Fat Finger Causes Whale to Lose $6m in USDA Swap

A dormant cardano wallet just vaporized more than $6 million in a single exchange after executing one of the most extreme slippage events the network has seen this year.
The holder—whose address has not shown any activity since September 2020—reappeared on-chain Sunday and exchanged 14.4 million ADA (worth about $6.9 million) for just 847,695 USDA, a little-known cardano-native dollar stablecoin.
The trade was first flagged by in-chain investigator ZachXBT on their Telegram Channel.
The user effectively pays more than $ 8 per USDA in execution – a disastrous price, given that the USDA is supposed to be pegged close to $ 1 and has a market cap of only around $ 10.6 million. The transaction immediately cleared around $6.05 million worth.

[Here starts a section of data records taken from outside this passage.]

PR #151, opened 2017-05-11
Fix form processing

flaviocopes:


rhukster:
this does fix it, but i'm actually restructuring this a little more.

PR #157, opened 2017-05-30
Add czech translation

fosil:


fosil:
Second try in new pull request. Thx.

PR #527, opened 2019-09-13
multi: cleanup

dajohi:


system/core.go
```diff
@@ -38,8 +38,7 @@ func GojiWebHandlerFunc(h http.HandlerFunc) web.HandlerFunc {
 
 func (application *Application) Init(APISecret string, baseURL string,
```
itswisdomagain: `APISecret, baseURL, cookieSecret string, cookieSecure bool, DBHost, DBName, DBPassword, DBPort, DBUser string`?

controllers/main.go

With only the thin on-chain depth available, the order ripped the price of StableCoin to about $1.26 on Cardano Dexs, according to Coingecko. The USDA briefly floated above the PEG before retracing to around $1.04, as liquidity normalized once the whale-sized clearing ended.
The address has no prior history with the USDA, making it unclear whether the user made a mistake, confused the stablecoin ticker, or assumed liquidity would hold for a market-order style swap. A wrong choice of ticker can happen—USDA is not widely traded, and the Cardano ecosystem has many USD-denominated assets with similar tickers.
The episode is a textbook example of why big traders avoid bad pools and never size the route through automatic market makers without slippage checks. Even a few million dollars in ADA can overwhelm decentralized liquidity if opposing sides of the pool are underfunded.
In past cycles, traders have repeatedly lost seven-figures due to incorrect tickers, zero-liquid pools, or overly aggressive market orders executed through aggregates.
In Cardano, the mistake was surprising through business circles not because it involved StableCoin, but because the wallet did not fail for five years – only to reawaken and burn millions in a false false exchange.
It makes for a reminder that dormant capital can still meet modern liquidity traps, and on-chain execution remains unforgiving in size, speed, and slip.